Problematic aspects 

However, we are gravely concerned that these positive elements will be negated by deeply problematic interactions with other policies which have their own specific aims. For instance, allowing for the trading of emissions offsets in EU regulatory and compliance frameworks in the EU’s Emissions Trading System (ETS), Effort Sharing Regulation (ESR) and the Land Use, Land-use Change, and Forestry (LULUCF) Regulation after 2030 will be extremely detrimental and counter-productive.

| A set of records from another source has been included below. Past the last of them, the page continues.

PR #2152, opened 2025-01-09
:arrow_double_up: Data naming updates

daquinteroflex:
- [ ] ~Aliasing on the data classes naming~ For later.
- [x] Full coverage `tidy3d/components/tcad/data/monitor_data/abstract.py               53      1    98%   52`
- [x] Full coverage `tidy3d/components/tcad/data/monitor_data/charge.py                 79     28    65%   77-80, 115, 121-132, 138-148, 154-157, 165-168, 213-221, 225`
- [x] Full coverage `tidy3d/components/tcad/data/monitor_data/heat.py                   42      4    90%   87, 96-99`
- [x] Full coverage `tidy3d/components/tcad/data/sim_data.py                           107     16    85%   102-118, 185, 199, 205, 215, 250-253, 258, 281`
- [x] Full coverage `tidy3d/components/tcad/doping.py                                  113     89    21%   36-55, 157, 163-294`
- [x] Full coverage `tidy3d/components/tcad/monitors/abstract.py                        11      2    82%   36-37`
- [x] Full coverage `tidy3d/components/tcad/simulation/heat_charge.py                  577    100    83%   14-15, 292-293, 350, 481-485, 546, 554, 559, 576-577, 645, 719, 748-750, 757, 770, 835, 847, 931-932, 937, 952-964, 970-972, 1030, 1053-1067, 1074-1076, 1079, 1093, 1099-1107, 1154-1172, 1192, 1310, 1315-1316, 1339, 1373-1374, 1385-1386, 1406-1420, 1432-1439, 1484, 1500, 1507, 1521, 1528, 1535`
- [x] Full coverage `tidy3d/components/tcad/source/abstract.py                          21      1    95%   24`

So not all of these are actually fully covered, but they tend to be edge cases and I think it's already sufficiently high >90 for most of them. We have a separate issue for the final touches https://github.com/flexcompute/tidy3d/issues/2156

### DIFF
--- a/tests/test_components/test_heat_charge.py
+++ b/tests/test_components/test_heat_charge.py
@@ -169,7 +169,22 @@ def monitors():
         center=(0, 0.9, 0), size=(1.6, 0, 3), name="v_empty", unstructured=True, conformal=False
     )
 
-    return [temp_mnt1, temp_mnt2, temp_mnt3, temp_mnt4, volt_mnt1, volt_mnt2, volt_mnt3, volt_mnt4]
+    capacitance_mnt1 = td.SteadyCapacitanceMonitor(size=(1.6, 2, 3), name="cmnt_test")
+
+    free_carrier_mnt1 = td.SteadyFreeCarrierMonitor(size=(1.6, 2, 3), name="carrier_test")
+
+    return [
+        temp_mnt1,
+        temp_mnt2,
+        temp_mnt3,
+        temp_mnt4,
+        volt_mnt1,
+        volt_mnt2,
+        volt_mnt3,
+        volt_mnt4,
+        capacitance_mnt1,
+        free_carrier_mnt1,
+    ]
 
 
 @pytest.fixture(scope="module")
@@ -246,6 +261,96 @@ def conduction_simulation(mediums, structures, boundary_conditions, monitors, gr
 
 
 @pytest.fixture(scope="module")
+def voltage_capacitance_simulation(mediums, structures, boundary_conditions, monitors, grid_specs):
+    """
+    Creates a HeatChargeSimulation that focuses on voltage sweeping (for capacitance).
+    Specifically, we define a voltage BC with multiple voltage values (an array)
+    so that 'SteadyCapacitanceMonitor' can compute capacitance over this array.
+    """
+    # We will define our own VoltageBC with an array of voltages for the sweep
+    voltage_bc_array = td.VoltageBC(
+        source=td.DCVoltageSource(voltage=[0.0, 1.0, 2.0]),
+    )
+
+    # For illustration, we can reuse the insulator structure as background (like conduction).
+    # Suppose we want to set the voltage array at the simulation boundary
+    pl6 = td.HeatChargeBoundarySpec(
+        condition=voltage_bc_array,
+        placement=td.SimulationBoundary(),
+    )
+
+    # We can optionally define a second boundary condition if desired, e.g. an insulating BC:
+    bc_insulating = td.InsulatingBC()
+    pl7 = td.HeatChargeBoundarySpec(
+        condition=bc_insulating,
+        placement=td.StructureBoundary(structure="solid_structure"),
+    )
+
+    # Let’s pick a couple of monitors. We'll definitely include the CapacitanceMonitor
+    # (monitors[8] -> 'cap_mt1') so that we can measure capacitance. We can also include
+    # a potential monitor to see the fields, e.g. monitors[4] -> volt_mnt1 for demonstration.
+    cap_monitor = monitors[8]  # 'capacitance_mnt1'
+    volt_monitor = monitors[4]  # 'volt_mnt1'
+    chosen_monitors = [cap_monitor, volt_monitor]
+
+    # Build a new HeatChargeSimulation
+    voltage_cap_sim = td.HeatChargeSimulation(
+        medium=mediums["insulator_medium"],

The trading of emissions offsets not only contradicts the stated priority of emission reductions over carbon removals, but it also fundamentally undermines the functioning of the above policy frameworks as drivers for effective emissions reductions. It is a zero-sum game that does not reduce emissions, and we do not have the luxury of time to waste on it given that emissions need to be reduced across all sectors and activities as fast and as deeply as possible.

In addition, carbon removals cannot be equated to GHG emissions reduction, and must be regulated separately. Emissions and removals should not be treated at policy level as tonne-for-tonne equivalent and simply interchangeable. Instead, demand for removal units should be created through a separate target for removing carbon from the atmosphere. Demand for removals should not come from actors that still have scope to reduce their emissions and polluting companies should not be allowed to use removal offsets (including uncertain and reversible offsets in the land use sector such as carbon in soils or forests) as a means of avoiding carbon pricing or emissions cuts in their own value chains. 

The Communication should, therefore, make no openings towards including removal offsets in the EU ETS or ESR, or for using forest sinks to offset agricultural emissions under the Agriculture, Forestry and Other Land Use (AFOLU) pillar (proposed in the revised LULUCF Regulation).